In the fuser station, the eccentric elements are preferably cams.
One embodiment of the fuser station provides that the guide bar is coupled to a drive apparatus in order to deflect the guide bar about the axis of rotation into predeterminable deflection positions and thus to adjust the pressing forces of the feed roller onto the counter-roller along its roller length.
By the arrangement of a guide bar which is mounted in the manner of a balance beam and engages with spring elements on the bearing elements of the feed rollers, the feed rollers is pressed against the counter-roller with an even pressing force over the entire roller length. Any different pressing forces occurring are compensated. The recording medium is thus transported reliably and without distortion between the rollers. Displacements of the recording medium relative to the rollers are avoided. The device is thus especially suitable for fuser stations in electrophotographic printers and photocopiers in which a toner image is thermally fused on a recording medium.
In an advantageous embodiment of the device, the force-compensating effect can be influenced with the aid of an adjusting apparatus.

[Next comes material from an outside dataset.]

PR #33709, opened 2024-10-07
Improve `Au(0)` constructions

hackerbirds:
I replaced all `Au(0)` constructions to `Au::zero()` (or other utility functions when possible), except in the legacy layout. This ended up changing some line lengths enough that I had to re-run `./mach fmt` which is the cause for the few formatting changes in the commit.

It is thus possible to control the position of the recording medium between the rollers.
Embodiments of the invention are illustrated in the drawings and are described in detail below by way of example.
FIG. 1 is a diagrammatic sectional illustration of a fuser station of an electro-photographic printing apparatus with the transport device arranged therein; and
FIG. 2 shows a diagrammatic illustration of the fuser station of FIG. 1 with a block circuit diagram of a control arrangement for the lateral positioning of the recording medium.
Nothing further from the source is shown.